BEGIN Provided data

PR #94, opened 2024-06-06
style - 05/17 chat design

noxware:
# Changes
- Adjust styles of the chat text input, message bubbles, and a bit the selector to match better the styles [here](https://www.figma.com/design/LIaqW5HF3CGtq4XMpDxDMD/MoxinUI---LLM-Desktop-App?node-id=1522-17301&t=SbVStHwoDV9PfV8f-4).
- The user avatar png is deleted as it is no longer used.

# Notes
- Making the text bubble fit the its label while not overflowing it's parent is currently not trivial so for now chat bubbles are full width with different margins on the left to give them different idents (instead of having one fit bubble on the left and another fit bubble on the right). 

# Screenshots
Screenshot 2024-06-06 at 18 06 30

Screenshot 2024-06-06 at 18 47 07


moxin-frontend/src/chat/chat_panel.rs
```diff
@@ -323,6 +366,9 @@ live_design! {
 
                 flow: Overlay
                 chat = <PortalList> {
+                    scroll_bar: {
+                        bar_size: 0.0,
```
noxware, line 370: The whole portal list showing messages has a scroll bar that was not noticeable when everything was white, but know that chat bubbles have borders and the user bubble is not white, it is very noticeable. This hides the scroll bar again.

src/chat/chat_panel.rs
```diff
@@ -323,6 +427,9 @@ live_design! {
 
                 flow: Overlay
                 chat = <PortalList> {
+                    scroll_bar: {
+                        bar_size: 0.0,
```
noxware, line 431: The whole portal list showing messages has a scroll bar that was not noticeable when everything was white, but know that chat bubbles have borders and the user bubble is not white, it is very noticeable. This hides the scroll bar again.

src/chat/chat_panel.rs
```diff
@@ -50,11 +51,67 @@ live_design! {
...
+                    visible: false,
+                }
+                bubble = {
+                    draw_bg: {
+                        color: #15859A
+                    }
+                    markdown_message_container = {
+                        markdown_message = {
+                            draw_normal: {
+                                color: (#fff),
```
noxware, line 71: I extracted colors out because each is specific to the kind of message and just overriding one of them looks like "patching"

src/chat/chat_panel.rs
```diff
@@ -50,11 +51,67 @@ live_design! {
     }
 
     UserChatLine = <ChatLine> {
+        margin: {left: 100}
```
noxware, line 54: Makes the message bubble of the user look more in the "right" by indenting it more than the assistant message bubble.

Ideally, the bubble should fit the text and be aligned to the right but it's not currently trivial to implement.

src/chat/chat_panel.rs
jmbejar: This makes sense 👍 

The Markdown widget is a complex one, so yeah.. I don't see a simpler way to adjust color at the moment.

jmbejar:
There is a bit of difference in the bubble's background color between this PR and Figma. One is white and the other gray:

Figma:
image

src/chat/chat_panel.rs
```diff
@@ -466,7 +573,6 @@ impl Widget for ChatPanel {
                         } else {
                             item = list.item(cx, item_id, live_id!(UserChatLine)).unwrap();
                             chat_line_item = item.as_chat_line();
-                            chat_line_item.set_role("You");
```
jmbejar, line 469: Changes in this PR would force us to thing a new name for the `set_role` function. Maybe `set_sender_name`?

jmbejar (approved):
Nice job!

END Provided data

How to complete this task: The records above should be reproduced in full, exactly as they read.

Written answer:
PR #94, opened 2024-06-06
style - 05/17 chat design

noxware:
# Changes
- Adjust styles of the chat text input, message bubbles, and a bit the selector to match better the styles [here](https://www.figma.com/design/LIaqW5HF3CGtq4XMpDxDMD/MoxinUI---LLM-Desktop-App?node-id=1522-17301&t=SbVStHwoDV9PfV8f-4).
- The user avatar png is deleted as it is no longer used.

# Notes
- Making the text bubble fit the its label while not overflowing it's parent is currently not trivial so for now chat bubbles are full width with different margins on the left to give them different idents (instead of having one fit bubble on the left and another fit bubble on the right). 

# Screenshots
Screenshot 2024-06-06 at 18 06 30

Screenshot 2024-06-06 at 18 47 07


moxin-frontend/src/chat/chat_panel.rs
```diff
@@ -323,6 +366,9 @@ live_design! {
 
                 flow: Overlay
                 chat = <PortalList> {
+                    scroll_bar: {
+                        bar_size: 0.0,
```
noxware, line 370: The whole portal list showing messages has a scroll bar that was not noticeable when everything was white, but know that chat bubbles have borders and the user bubble is not white, it is very noticeable. This hides the scroll bar again.

src/chat/chat_panel.rs
```diff
@@ -323,6 +427,9 @@ live_design! {
 
                 flow: Overlay
                 chat = <PortalList> {
+                    scroll_bar: {
+                        bar_size: 0.0,
```
noxware, line 431: The whole portal list showing messages has a scroll bar that was not noticeable when everything was white, but know that chat bubbles have borders and the user bubble is not white, it is very noticeable. This hides the scroll bar again.

src/chat/chat_panel.rs
```diff
@@ -50,11 +51,67 @@ live_design! {
...
+                    visible: false,
+                }
+                bubble = {
+                    draw_bg: {
+                        color: #15859A
+                    }
+                    markdown_message_container = {
+                        markdown_message = {
+                            draw_normal: {
+                                color: (#fff),
```
noxware, line 71: I extracted colors out because each is specific to the kind of message and just overriding one of them looks like "patching"

src/chat/chat_panel.rs
```diff
@@ -50,11 +51,67 @@ live_design! {
     }
 
     UserChatLine = <ChatLine> {
+        margin: {left: 100}
```
noxware, line 54: Makes the message bubble of the user look more in the "right" by indenting it more than the assistant message bubble.

Ideally, the bubble should fit the text and be aligned to the right but it's not currently trivial to implement.

src/chat/chat_panel.rs
jmbejar: This makes sense 👍 

The Markdown widget is a complex one, so yeah.. I don't see a simpler way to adjust color at the moment.

jmbejar:
There is a bit of difference in the bubble's background color between this PR and Figma. One is white and the other gray:

Figma:
image

src/chat/chat_panel.rs
```diff
@@ -466,7 +573,6 @@ impl Widget for ChatPanel {
                         } else {
                             item = list.item(cx, item_id, live_id!(UserChatLine)).unwrap();
                             chat_line_item = item.as_chat_line();
-                            chat_line_item.set_role("You");
```
jmbejar, line 469: Changes in this PR would force us to thing a new name for the `set_role` function. Maybe `set_sender_name`?

jmbejar (approved):
Nice job!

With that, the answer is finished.